Quantifying data
An information explosion is well under way. Peter Cheney looks at its causes and effects.
The near-collapse of the world’s banking systems, in the not too distant past, was partly triggered by vast amounts of financial data being misread by the computer models designed to analyse risk. Such a major crisis illustrated the scale of data in today’s world and also the problems when the information is not handled properly.
Digital information is now increasing tenfold every five years as more is accumulated, stored and shared through the internet. The number of blogs alone is also thought to double every six months.
This has certainly has its benefits. Holiday bookings, shopping, personal banking and academic research is quicker and often more convenient online than in person. Communication is virtually instant. However, the same principles apply to the problems. Data loss or theft, IT breakdowns and the spread of rumour and false information are made all the more easier in a digital world.
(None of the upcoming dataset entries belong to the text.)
Issue #302, opened 2023-02-17
Add a method to model cards to generate an overview of sections


BenjaminBossan:
This would be nice to have.

Right now, when working with model cards, it's not so easy to get a good overview of what sections currently do or don't exist. The `repr` of the object gives some indication, but besides sections, it also displays the contents, which is distracting. It also truncates long strings, which can obscure the section names.

Having a nice overview of the section names, especially when it comes to nested subsections, would be really helpful. Especially when I want to add a subsection to an existing subsection, since I need to know the full name to the subsection, it requires some digging right now.

For now, I'm using something like this:

```python
from skops.card._model_card import Section

def iterate_key_section_content(
    data: dict[str, Section],
    parent_section: str = "",
    parent_keys: list[str] | None = None,
    level: int = 0,
):
    parent_keys = parent_keys or []

    for key, val in data.items():
        if not getattr(val, "visible", True):
            continue

        if parent_section:
            title = "/".join((parent_section, val.title))
        else:
            title = val.title

        yield title, level

        if val.subsections:
            yield from iterate_key_section_content(
                val.subsections,
                parent_section=title,
                parent_keys=parent_keys + [key],
                level=level + 1,
            )
```

With that function, I can do something like this:

```
>>> for title, level in iterate_key_section_content(model_card._data):
...     print(title)
Model description
Model description/Intended uses & limitations
Model description/Training Procedure
Model description/Training Procedure/Hyperparameters
Model description/Training Procedure/Model Plot
Model description/Evaluation Results
How to Get Started with the Model
Model Card Authors
Model Card Contact
Citation
```

lazarust:
@BenjaminBossan I can take this if it's not already taken!

BenjaminBossan:
@lazarust Yes, feel free to give it a shot. Use this thread to discuss designs.

lazarust:
@BenjaminBossan Here are some of my ideas. I'm thinking this should live in `skops/utils/modelutils.py`. For printing the structure I'm thinking of something like 

```
Model description
 |----Intended uses & limitations
 |----Training Procedure
 |          |----Hyperparameters
 |          |----Model Plot
 |----Evaluation Results
How to Get Started with the Model
Model Card Authors
Model Card Contact
Citation
```

I'm still thinking through how to dynamically generate this, but what're your thoughts?

lazarust:
[...]

PR #305, opened 2023-02-27
`ENH` Adds ability to create table of contents

lazarust:
Closes: #302

### DIFF
--- a/docs/changes.rst
+++ b/docs/changes.rst
@@ -14,6 +14,8 @@ v0.6
 - Added tabular regression example. :pr: `254` by `Thomas Lazarus`
 - All public ``scipy.special`` ufuncs (Universal Functions) are trusted by default
   by :func:`.io.load`. :pr:`295` by :user:`Omar Arab Oghli <omar-araboghli>`.
+- Add :func:`.Card.create_toc` to create a table of contents for the model card in markdown format.
+  :pr:`305` by :user:`Thomas Lazarus <lazarust>`.
 
 v0.5
 ----
--- a/docs/changes.rst
+++ b/docs/changes.rst
@@ -14,8 +14,8 @@ v0.6
 - Added tabular regression example. :pr: `254` by `Thomas Lazarus`
 - All public ``scipy.special`` ufuncs (Universal Functions) are trusted by default
   by :func:`.io.load`. :pr:`295` by :user:`Omar Arab Oghli <omar-araboghli>`.
-- Add :func:`.Card.create_toc` to create a table of contents for the model card in markdown format.
-  :pr:`305` by :user:`Thomas Lazarus <lazarust>`.
+- Add :func:`.Card.create_toc` to create a table of contents for the model card in
+  markdown format. :pr:`305` by :user:`Thomas Lazarus <lazarust>`.
 - Add example of using model card without the skops template. :pr:`291` by
   `Benjamin Bossan`_.
 
--- a/skops/card/_model_card.py
+++ b/skops/card/_model_card.py
@@ -1321,7 +1321,6 @@ class Card:
         data: dict[str, Section],
         level: int = 0,
     ):
-        """Iterate through the key sections and yield the title and level."""
         for key, val in data.items():
             if not getattr(val, "visible", True):
                 continue
@@ -1337,6 +1336,7 @@ class Card:
 
     def create_toc(self) -> str:
         """Create a table of contents for the model card.
+
 
         Returns
         -------
--- a/skops/card/_model_card.py
+++ b/skops/card/_model_card.py
@@ -1338,6 +1338,6 @@ class Card:
         """
         sections = []
         for title, level in self._iterate_key_section_content(self._data):
-            sections.append(f"{'    ' * level}- [{title}](#{title})")
+            sections.append(f"{'  ' * level}- {title}")
 
         return "\n".join(sections)
--- a/skops/card/_model_card.py
+++ b/skops/card/_model_card.py
@@ -1321,6 +1321,7 @@ class Card:
         data: dict[str, Section],
         level: int = 0,
     ):
+        """Iterate through the key sections and yield the title and level."""
         for key, val in data.items():
             if not getattr(val, "visible", True):
                 continue
@@ -1336,7 +1337,6 @@ class Card:
 
     def create_toc(self) -> str:
         """Create a table of contents for the model card.
-
 
         Returns
         -------
--- a/skops/card/_model_card.py
+++ b/skops/card/_model_card.py
@@ -1321,7 +1321,30 @@ class Card:
         data: dict[str, Section],
         level: int = 0,
     ):
-        """Iterate through the key sections and yield the title and level."""
+        """Iterate through the key sections and yield the title and level.
+
+        Parameters
+        ----------
+        data : dict[str, Section]
+            The card data to iterate through. This is usually the sections and subsections.
+
+        level : int, optional
+            The level of the section, by default 0. This keeps track of subsections.
+
+        Returns
+        -------
+        table_of_contents : str
+            Example:
+                - Model description
+                    - Intended uses & limitations
+                    - Training Procedure
+                        - Hyperparameters
+                        - Model Plot
+                    - Evaluation Results
+                - How to Get Started with the Model
+                - Model Card Authors
+                - Model Card Contact
+        """
         for key, val in data.items():
             if not getattr(val, "visible", True):
                 continue
@@ -1335,7 +1358,7 @@ class Card:
                     level=level + 1,
                 )
 
-    def create_toc(self) -> str:
+    def get_toc(self) -> str:
         """Create a table of contents for the model card.
 
         Returns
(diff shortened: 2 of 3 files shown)


BenjaminBossan (changes requested):
Regarding [not needing an extra utility function](https://github.com/skops-dev/skops/issues/302#issuecomment-1446235048): you're right, we should keep it simple for now, this is sufficient.

Regarding your implementation, I think it won't work if you plan to use the anchors as they need to be lower-cased and may not contain white spaces ([SO](https://stackoverflow.com/a/16426829)). Also not sure if we need links at all, as a user can't do anything with those, except when they're rendered, but as is, the rendered model card won't contain the TOC.

Moreover, four spaces looks excessive to me. I think 2 spaces should be enough to be rendered correctly.

Finally, could you please add some tests?

lazarust:
@BenjaminBossan This is ready for you to review again!

skops/card/_model_card.py
```diff
@@ -1315,3 +1315,36 @@ def render(self) -> str:
...
+            yield title, level
+
+            if val.subsections:
+                yield from self._iterate_key_section_content(
+                    val.subsections,
+                    level=level + 1,
+                )
+
+    def create_toc(self) -> str:
+        """Create a table of contents for the model card.
```
BenjaminBossan, line 1338: I think we need some clarification on this method. As a user, I might think that calling this method will "create a toc" in the sense that it will be automatically added to the model card when it is saved or rendered. The text should therefore clarify that this method only returns the toc for convenience but doesn't modify the model card.

skops/card/_model_card.py
```diff
@@ -1315,3 +1315,36 @@ def render(self) -> str:
...
+
+
```
BenjaminBossan, line 1340:
```suggestion
```

skops/card/tests/test_card.py
```diff
@@ -1593,3 +1593,26 @@ def test_visibility_with_card_save(self, card):
...
+        card = Card(model=model)
+        return card
+
+    def test_toc(self, card):
+        card.add_model_plot()
+        card.add_hyperparams()
+        card.add_metrics(accuracy=0.1)
+        card.add_get_started_code()
+        toc = card.create_toc()
+        exptected_toc = (
```
BenjaminBossan, line 1611: This test would be easier to read if the expected result were not concatenated like this. E.g. something like this:

```
expected_toc = [
    "- Model description",
    "  - Intended uses & limitations,
    ...,
]
assert toc == "\n".join(expected_toc)
```

As is, it would be quite hard to spot if a section is missing for instance.

Also, could you please add a custom section with `model_card.add(...)` and delete an existing section with `model_card.delete(...)`, just to be sure?

skops/card/_model_card.py
```diff
@@ -1315,3 +1315,36 @@ def render(self) -> str:
...
         return "\n".join(self._generate_card())
+
+    def _iterate_key_section_content(
+        self,
+        data: dict[str, Section],
+        level: int = 0,
+    ):
+        for key, val in data.items():
+            if not getattr(val, "visible", True):
+                continue
```
BenjaminBossan, line 1326: Let's add a test to cover this line. This visibility thing is not something we really advertise yet, but still good to test. To make a section invisible, select it and set it's visibility to `False`:

```
section = model_card.select(<section name>)
section.visible = False
```

Then this section should not appear in the toc.

BenjaminBossan (changes requested):
From my point of view, we're pretty close now. Just a few small changes.

Maybe @adrinjalali you could also take a quick look to see if this feature makes sense?

skops/card/_model_card.py
```diff
@@ -1315,3 +1315,36 @@ def render(self) -> str:
             sections inserted.
         """
         return "\n".join(self._generate_card())
+
+    def _iterate_key_section_content(
+        self,
+        data: dict[str, Section],
+        level: int = 0,
+    ):
+        for key, val in data.items():
```
adrinjalali, line 1324: needs a docstring, not easy to understand what it does.

skops/card/_model_card.py
adrinjalali: Maybe instead of this design, we should have something line

```
	def include_toc(visible/expanded=True):
```

which adds the ToC during render time, and also allows it to be hidden/collapsed.

BenjaminBossan: The primary use case I had in mind when thinking about this is if I'm interactively building up my model card. I would like to get a quick overview of what is and isn't there. Adding a toc to the final model card would not help, as it would require me to render and read the md, which is cumbersome.

Now it could be interesting to _also_ have a method to add the toc to the card. But as mentioned elsewhere, at least on GH and HF Hub, the toc is created automatically, so it's not necessary there. We could still add it, but I wouldn't use a method, but an init argument (since the toc should be lazily created when the card is rendered).

lazarust: > We could still add it, but I wouldn't use a method, but an init argument (since the toc should be lazily created when the card is rendered).

I agree, if we're going to have it on the model card we should just add an argument.

docs/changes.rst
```diff
@@ -14,6 +14,8 @@ v0.6
 - Added tabular regression example. :pr: `254` by `Thomas Lazarus`
```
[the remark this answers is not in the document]
lazarust: That one should be fixed in this PR I did earlier #298

lazarust:
@BenjaminBossan and @adrinjalali I've addressed all your comments other than including the Table of Contents in the markdown

skops/card/_model_card.py
adrinjalali: in that case, why not a read-only property `toc` which would return the current `toc`?

BenjaminBossan: What would be the advantage of having a property compared to a method? I'd slightly prefer a method here, e.g. in case we want to later add arguments to it.

adrinjalali: I'm not sure what arguments you'd pass here, but if you want a method, then it should be `get_toc`

BenjaminBossan: Not sure either, but at least that leaves the door open. I'm fine with `get_toc`.

skops/card/_model_card.py
```diff
@@ -1315,3 +1315,36 @@ def render(self) -> str:
             sections inserted.
         """
         return "\n".join(self._generate_card())
+
+    def _iterate_key_section_content(
+        self,
+        data: dict[str, Section],
+        level: int = 0,
+    ):
+        """Iterate through the key sections and yield the title and level."""
```
adrinjalali, line 1324: please explain `data` and `level` as well.

skops/card/_model_card.py
adrinjalali: @lazarust could you please rename the method to `get_toc`?

skops/card/_model_card.py
```diff
@@ -1315,3 +1315,36 @@ def render(self) -> str:
...
+                    level=level + 1,
+                )
+
+    def create_toc(self) -> str:
+        """Create a table of contents for the model card.
+
+        Returns
+        -------
+        toc : str
+            The table of contents for the model card formatted as a markdown string.
```
adrinjalali, line 1344: this is not clear as what the output would be, a tiny example would be nice here.

lazarust:
@adrinjalali I've addressed your comments! Sorry, it took a while!

skops/card/_model_card.py
```diff
@@ -1315,3 +1315,59 @@ def render(self) -> str:
             sections inserted.
         """
         return "\n".join(self._generate_card())
+
+    def _iterate_key_section_content(
```
adrinjalali, line 1319: I wonder if this should be a local func inside `get_toc`

skops/card/_model_card.py
```diff
@@ -1315,3 +1315,59 @@ def render(self) -> str:
...
+            yield title, level
+
+            if val.subsections:
+                yield from self._iterate_key_section_content(
+                    val.subsections,
+                    level=level + 1,
+                )
+
+    def get_toc(self) -> str:
+        """Create a table of contents for the model card.
```
adrinjalali, line 1362:
```suggestion
        """Get the table of contents for the model card.
```

skops/card/_model_card.py
```diff
@@ -1315,3 +1315,59 @@ def render(self) -> str:
...
+
+        Returns
+        -------
+        toc : str
+            The table of contents for the model card formatted as a markdown string.
+        """
```
adrinjalali, line 1368: I think the example output should be here in the public method doc, for the users to see how it will look like.

adrinjalali (commented):
Thanks @lazarust

skops/card/_model_card.py
BenjaminBossan: I think it's better to have it as a private method, because I can imagine other uses for it than just for `get_toc`.

lazarust:
@adrinjalali and @BenjaminBossan This is ready for y'all to look at again!

adrinjalali (approved):
Thanks @lazarust , I'll let @BenjaminBossan have the final look.

BenjaminBossan (approved):

BenjaminBossan:
Thanks a lot!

Information explosion and big data are two of the terms used to describe these ongoing trends.
The former phrase was coined during the 1960s and was already “much discussed” by 7 June 1964, according to that day’s New York Times. The latter is a more recent invention by scientists and IT experts, describing the exponential rise in information experienced in the late 2000s.
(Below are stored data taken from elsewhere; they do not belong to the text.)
PR #307, opened 2023-02-27
FEAT Add skops space creator app

BenjaminBossan:
## Description

This is the code for a streamlit app whose goal it is to let users easily build HF spaces for sklearn models. In particular, it offers a GUI to interface with our `skops.card.Card` class, giving users a wysiwyg experience.

The app is currently hosted on my personal account:

https://huggingface.co/spaces/BenjaminB/skops-model-card-creator2

We want to move it to skops and update it automatically.

## Comments

I have adopted the CI to create this space using `skops-ci`. If the space itself is faulty, the CI job will still finish successfully, but at least one can check it and do some manual testing.

Adding automatic tests will prove quite difficult, because, AFAICT, streamlit doesn't have anything like a testing client. Automatic testing would require some heavy lifting from the likes of Selenium or Playwright.

It is possible to write tests for the parts of the code that are streamlit-agnostic, e.g. in `tasks.py`. However, that's the least brittle part of the code, so the additional value is low.

I had some strange issues with pre-commit and mypy. I don't want mypy to check the streamlit app -- it is a bit hacky in some places, which results in mypy errors. Therefore, I added an exclusion rule to `pyproject.toml`, which is indeed respected when I run mypy manually. However, pre-commit will still check the space, even though it's told to use the `pyproject.toml`. Thus I had to exclude the space code explicitly in the `.pre-commit-config.yaml`. If anyone knows what the issue is, please let me know.

## TODO

Right now, there is no job that automatically builds this space and pushes it to the sklearn orga. I assume for that, we should create a workflow similar to `clean-skops-user.yml` that runs regularly and that uses a secret token so that random people cannot override the app.


adrinjalali:
So this is now importing the token. It's odd cause the effective change is adding `-e`. Which suggests somehow the installation is odd when `-e` is missing. I tried locally with a new env, installed skops from pypi, and the test files exist and I can import the token. I'm not sure why it doesn't work on the CI.

BenjaminBossan:
@skops-dev/maintainers I made all changes as discussed here and with Adrin on Slack. Whether the "main" deployment works, we will only see once we merge to main :) The test space is deployed here:

https://huggingface.co/spaces/skops-ci/skops-space-creator-054a9631-14a8-47a0-ace1-f914c62ae3dc

Before going further, some points:

1. some changes in #310 may affect the space (I think: facilitate some stuff). It's probably easier to wait for it to land first
2. I'm not happy with the name "skops space creator", any better suggestions are welcome
3. do we already want to document this space (+ the converter space) in the docs or not yet?

BenjaminBossan:
> There's a warning on the bottom of the space you link here:

That's what I mentioned about flakiness of streamlit, refreshing should remove the error, and everything works despite of it. I add the button with that key [only once](https://github.com/BenjaminBossan/skops/blob/84a8eb0db506b6e19bf6bb14f5511483bdb0ef35/spaces/skops_space_creator/start.py#L164-L188), I really don't have an idea how the key is duplicated (would the button not appear twice then??).

> To me it's more of a scikit-learn model card creator/editor, or skops model card manager or something. It's not creating a space, it's creating a model card.

Although I agree that this the main purpose, it's also not quite all of it. First of all, you can also create a model repo, not just the model card, second, it technically can also be used to create/edit any kind of model card. Also, I think having "skops" appear prominently would be good.

adrinjalali:
@BenjaminBossan should we move this forward?

BenjaminBossan:
> should we move this forward?

Yes, what is the next step?

adrinjalali:
You have some items here: https://github.com/skops-dev/skops/pull/307#issuecomment-1453651097

- I think we can document this later
- maybe call it skops README generator?
- do the modifications based on the now-merged PR

BenjaminBossan:
Hmm, I get `AttributeError: 'Card' object has no attribute 'get_toc'` on the [deployed space](https://huggingface.co/spaces/skops-ci/skops-model-card-creator-b98ff038-9aba-4fc2-aac9-edbb6ba6325f), not sure how that's possible...

adrinjalali:
> Hmm, I get AttributeError: 'Card' object has no attribute 'get_toc' on the [deployed space](https://huggingface.co/spaces/skops-ci/skops-model-card-creator-b98ff038-9aba-4fc2-aac9-edbb6ba6325f), not sure how that's possible...

Would a _factory reset_ on the space help? but this is odd since they're unique spaces anyway. Hmm...

BenjaminBossan:
> Would a _factory reset_ on the space help? but this is odd since they're unique spaces anyway. Hmm...

Exactly. I reran the whole workflow, the [new space](https://huggingface.co/spaces/skops-ci/skops-model-card-creator-d8479217-2499-4bf3-8c71-ff9b97d81441) has the same issue.

adrinjalali:
Something in the manifest/setup must be flaky, we're seeing too many of these issues.

adrinjalali:
Should we merge this, have it deployed, and then try to fix it?

BenjaminBossan:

With no global ‘governing body’ per se, data is hard to quantify exactly although the US-based International Data Corporation estimates that 1,250 ‘exabytes’ of information will be created this year compared to less than 250 in 2005. One exabyte equals one billion gigabytes. Sources for such data include the callers on over four billion mobile phones and up to two billion internet users.
Technological reasons for this trend i.e. the growth of the internet and cheaper, more available handsets, are obvious although they do not tell the whole story. There is a cultural and scientific side to this too.
Economic growth is accompanied by the better literacy needed to learn new technologies. While the original technology was invented in Europe and America, its use is now growing fastest place among the emerging middle classes in the Third World.
The Chinese Government claims that there were 338 million internet users in that country last June, up from 298 million six months previously. That 13.4 per cent increase came on the back of a 41.9 per cent annual increase over 2008; internet growth that year was 60.8 per cent in the countryside. India reportedly has around 80 million subscribers, Brazil 67.5 million.
In addition, it is no co-incidence that commentators started talking about an ‘information explosion’ during the space race. Computer technology advanced rapidly to meet engineering’s demands, while the first satellites opened up a completely new perspective on the world, accompanied by a flood of data. Modern telescopes have become some of the largest accumulators of data, by photographing and analysing the universe in detail.
Making sense of the data is a challenge in itself, but a manageable one with the right hardware and software. The real problem is storage. Up to 2006 or 2007, the ‘explosion’ was contained with more storage space globally than information. Since then, information ‘stores’ have effectively overflowed.
According to the International Data Corporation, there is a 500 exabyte gap between the total amount of information and the total storage space, which is set to increase. As the Economist put it in February, research scientists now “collect what they can and let the rest dissipate into the ether.”
‘Big data’ can be problematic, as the financial crisis showed. The natural lesson seems to be that data needs to be better controlled and analysed. As the task gets bigger, there are clearly more opportunities for businesses and graduates to find solutions.